Dissecting the Genetic Components of Adaptation of Escherichia coli to the Mouse Gut

Abstract

While pleiotropic adaptive mutations are thought to be central for evolution, little is known on the downstream molecular effects allowing adaptation to complex ecologically relevant environments. Here we show that Escherichia coli MG1655 adapts rapidly to the intestine of germ-free mice by single point mutations in EnvZ/OmpR two-component signal transduction system, which controls more than 100 genes. The selective advantage conferred by the mutations that modulate EnvZ/OmpR activities was the result of their independent and additive effects on flagellin expression and permeability. These results obtained in vivo thus suggest that global regulators may have evolved to coordinate activities that need to be fine-tuned simultaneously during adaptation to complex environments and that mutations in such regulators permit adjustment of the boundaries of physiological adaptation when switching between two very distinct environments. The mammalian intestine is a privileged physiological site to study how coevolution between hosts and the trillions of bacteria present in the microbiota has shaped the genome of each partner and promoted the development of mutualistic interactions. Herein we have used germ-free mice, a simplified albeit ecologically relevant system, to analyse intestinal adaptation of a model bacterial strain, Escherichia coli MG1655. Our results show that single point mutations in the ompB master regulator confer a striking selective adaptive advantage. OmpB comprises EnvZ, a transmembrane sensor with a dual kinase/phosphatase activity, and OmpR, a transcription factor controlling more than 100 target genes.

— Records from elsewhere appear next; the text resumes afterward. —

PR #168, opened 2024-05-14
fix: licenses

AlexD10S:
- Added symbolik link in the crates to point into the root `LICENSE` file.
- Fixed a `Cargo.toml` license.


peterwht (approved):

evilrobot-01:
Note that I added deny checks to ci in #170 - debatable whether we want this added due to the noise however. Just mentioning it due to the `.gitignore`.

evilrobot-01 (approved):

PR #170, opened 2024-05-14
ci: add dependency and license checks

evilrobot-01:
Adds cargo-deny to CI workflow for dependency and license checks.

Note: the list of allowed licenses have not yet been validated in terms of compliance. This should be completed before this PR is accepted.

### DIFF
--- a/deny.toml
+++ b/deny.toml
@@ -12,10 +12,15 @@ allow = [
     "ISC",
     "GPL-3.0",
     "MIT",
-    "OpenSSL",
-    "Unicode-DFS-2016"
+    "MPL-2.0",
+    "Unicode-DFS-2016",
+    "Unlicense"
 ]
 confidence-threshold = 0.93
+
+[[licenses.exceptions]]
+allow = ["OpenSSL"]
+name = "ring"
 
 [[licenses.clarify]]
 name = "ring"
--- a/deny.toml
+++ b/deny.toml
@@ -1,6 +1,14 @@
 [graph]
 all-features = true
 
+# This section is considered when running `cargo deny check advisories`
+[advisories]
+unmaintained = "warn"
+ignore = [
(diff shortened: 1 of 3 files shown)


deny.toml
```diff
@@ -0,0 +1,25 @@
+[graph]
+all-features = true
+
+[licenses]
+allow = [
```
AlexD10S, line 5: Comparing your list from [this resource](https://www.gnu.org/licenses/license-list.html#GPLCompatibleLicenses), it looks good to me.
Based on the list we can add more, for example:
` ` ` 
"MPL-2.0",
"Unlicense",
` ` ` 
but might be is not needed for now

deny.toml
```diff
@@ -0,0 +1,25 @@
...
+    "Apache-2.0",
+    "Apache-2.0 WITH LLVM-exception",
+    "BSL-1.0",
+    "BSD-2-Clause",
+    "BSD-3-Clause",
+    "CC0-1.0",
+    "ISC",
+    "GPL-3.0",
+    "MIT",
+    "OpenSSL",
```
AlexD10S, line 15: It looks better to me to to remove OpenSSL from here ([resource](https://www.gnu.org/licenses/license-list.html#OpenSSL))

And add these lines at the bottom:
```rs
[[licenses.exceptions]]
allow = ["OpenSSL"]
name = "ring"
```

evilrobot-01: Yup, much better, thanks!

AlexD10S (approved):

brunopgalvao:
Maybe:
```
[advisories]
unmaintained = "warn"
```

AlexD10S:
> Maybe:
> 
> ```
> [advisories]
> unmaintained = "warn"
> ```

Yes, good point.Adding this with this PR: https://github.com/r0gue-io/pop-cli/pull/174/files

AlexD10S (approved):

Issue #102, opened 2024-04-08
feature: pop build contract debug


Daanvdplas:
I had to build my contract in debug mode however there is no way to specify that

PR #177, opened 2024-05-16
feat: check if build exists before deploying contract with pop up

### LINKED ISSUE #34: `pop up contract`: build contract if it has not been built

In response to environmental changes, EnvZ modulates the phosphorylation and thereby the transcriptional activity of OmpR. We further show that the selective advantage conferred by OmpB mutations is related to their additive and independent effects on genes regulating permeability and flagellin expression, two major set of genes controlled by OmpR. These results suggest that global regulators may have evolved to coordinate physiological activities necessary for adaptation to complex environments and that mutations offer a complementary genetic mechanism to adjust the scale of the physiological regulation controlled by these regulators in distinct environments.